Грохот, тяжёлый топот раздались за низким сарайным окошком, кто-то заорал: «Пожар, пожар! Выходите, мать вашу! Сгорим! Давай воды, бегом к колонке…». Ефим и Иосиф кинулись на улицу, только Колька замешкался, перекладывая кашу из котелков обратно в термосок с тщетной надеждой сохранить тепло.
Горел соседний дом, а их сараю вроде ничего не угрожало. Но вот на дом, куда вселились солдаты батареи, огонь мог перекинуться запросто. Горящий дом был каменным, крепким, чему там гореть-то – деревянные только перекрытия да крыша… Вот она и полыхала. Но как огонь добрался туда? Колька обошёл здание и у торцовой стены дома, с тыльной стороны увидел два плотно скрученных полуобгорелых жгута сена.
– Вона что, домик-то подожгли. И кто ж это сподобился? Немцы или наши лихие ребятушки?

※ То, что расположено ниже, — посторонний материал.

PR #4490, opened 2022-12-12
fix 10s delay for edge request when the node is offline

wackxu:
**What type of PR is this?**

/kind bug

Fixes # part of #4423 

fix 10s delay for edge request when the node is offline

when the node if offline, the request for metaserver will generate the application and apply the application to the cloudcore, 
in the apply func, we use the sendSync function and will wait max time 10s to get the result

```
resp, err := beehiveContext.SendSync(edgemodule.EdgeHubModuleName, *msg, 10*time.Second)
```
but due to the network is lost between edgecore and cloudcore and the apply will spend 10s every time when process the request and this will affect code processing, such as edgemesh, will have a 10s deplay for get and list request when the node is offline. So if the node is offline, we do not generate the application since it is useless

```release-note

```

### DIFF
--- a/edge/pkg/metamanager/process.go
+++ b/edge/pkg/metamanager/process.go
@@ -15,7 +15,6 @@ import (
 	cloudmodules "github.com/kubeedge/kubeedge/cloud/pkg/common/modules"
 	"github.com/kubeedge/kubeedge/common/constants"
 	connect "github.com/kubeedge/kubeedge/edge/pkg/common/cloudconnection"
-	messagepkg "github.com/kubeedge/kubeedge/edge/pkg/common/message"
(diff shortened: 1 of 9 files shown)


gy95:
LGTM

edge/pkg/metamanager/process.go
```diff
@@ -485,8 +470,6 @@ func (m *metaManager) process(message model.Message) {
 		m.processQuery(message)
 	case model.ResponseOperation:
 		m.processResponse(message)
-	case messagepkg.OperationNodeConnection:
```
vincentgoat, line 488: Also can remove the code on the sender side?

wackxu: done

vincentgoat (commented):
/lgtm

PR #4498, opened 2022-12-14
bump containerd to v1.5.16

vincentgoat:

**What type of PR is this?**
/kind cleanup

no changes in code, but containerd v1.5.16 is a security release,
so updating, to prevent scanners from marking the dependency to have a vulnerability.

Языки пламени с воем поднимались над поселком, заревом освещали небо, пытаясь слизнуть с него звезду, низко висящую над крышами. За свой долгий век балки и стропила высохли и теперь горели самозабвенно, будто в этом и состоял долг дерева, отсроченный человеком так надолго и неразумно. С отчаянным треском лопалась и рушилась наземь тяжёлая черепица. Ветра не было, но самим пожаром создавалась такая неравномерная мощная тяга, что языки пламени бросало из стороны в сторону. Солдаты споро таскали воду и поливали крышу своего дома, не позволяя ей, всё сильнее раскалявшейся от бушевавшего по соседству пожара, воспламениться. На коньке крыши сидел заряжающий Петруха Тихий и указывал, куда надо лить воду. Только наводчик Романенко стоял недвижно, прислонившись к забору, глубоко дышал и во все глаза смотрел на пожар, словно пытался впустить пламя внутрь себя.

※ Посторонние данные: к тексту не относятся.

PR #4506, opened 2022-12-16
Use multiple goroutines to send watch events

wackxu:
**What type of PR is this?**

In the old code implementation, we use a goroutine to send watch eventsg to each listener, which has low processing efficiency and high latency, and if a listener processes slowly, other listeners will be affected. In the new implementation, Every listener use its input channel and one goroutine to send watch event and it will improve processing efficiency

Fixes # part of #4423

```release-note

```

### DIFF
--- a/cloud/pkg/common/messagelayer/context.go
+++ b/cloud/pkg/common/messagelayer/context.go
@@ -18,6 +18,7 @@ package messagelayer
 
 import (
 	"strings"
+	"sync"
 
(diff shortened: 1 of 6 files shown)


wackxu:
This can be reviewed
/assign @fisherxu @vincentgoat @gy95

wackxu:
This should be merged since we have add to the CHANGELOG cc @vincentgoat @fisherxu @gy95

– Что стал, давай тащи воду, дом спасай, – крикнул ему Колька.
– Чего его спасать-то… Вон сколько этих домов-то. Поселок большой, в любой селись. Нехай себе горит, любо мне видеть это.
– Дурак ты, братец, или больной. Душа у тебя, видать, совсем закоптилась, свет не пропускает, почистить бы надо. – Больше Колька препираться не стал, побежал с ведрами к колонке.
Через час всё утихомирилось, крыша рухнула внутрь дома и ещё горела, но языки пламени высоко уже не поднимались. Солдаты, мокрые и прокопченные, костеря все на свете, стали расходиться.
– У кого только руки чешутся? Кому в голову пришло крепкий дом запалить, – сокрушался Иосиф, – руки ему оборвать надо.
– Конечно надо, вот только кто обрывать-то будет? Вон наш Романенко битый час стоял у забора, любовался пожаром. Он, небось, и подпалил со своей гоп-компанией, они совсем распоясались… – Колька снова достал схороненные под шинелькой термосы и разложил кашу по котелкам. Уже не вился от нее прежний сытный парок, но всё ж таки каша окончательно не выхолодилась. Ели молча и быстро. Зато чай пили неспешно, с хлебом и сахаром вприкуску. От чая осоловели, успокоились и беседу вели степенно. Прихлебывая чай, Николай спросил:
– Слушай, Иосиф, объясни… Вот Ефим еврей, и имя у него такое – еврейское. А ты русак, откуда имя-то у тебя Иосиф?
Вопрос вроде бы совсем безобидный, но внутри Иосифа все напряглось. Пытаясь сдержать волнение, он еще раз с придыхом отхлебнул из кружки и с деланым спокойствием ответил:
– А то ты не знаешь! В честь товарища Сталина. Уж очень его у нас на железной дороге уважали. Вот родители и назвали меня…
Иосиф почувствовал, как струйка липкого пота побежала у него по спине¸ на лбу выступила испарина.
– Эх, хорош чаек, пот гонит. – Иосиф, сдерживая волнение, утер со лба пот. Никто вроде не почувствовал его напряжения, все допивали чай с явным удовольствием. После чая накатила усталость. Пора и на боковую, вот она – первая спокойная ночь за неделю наступления.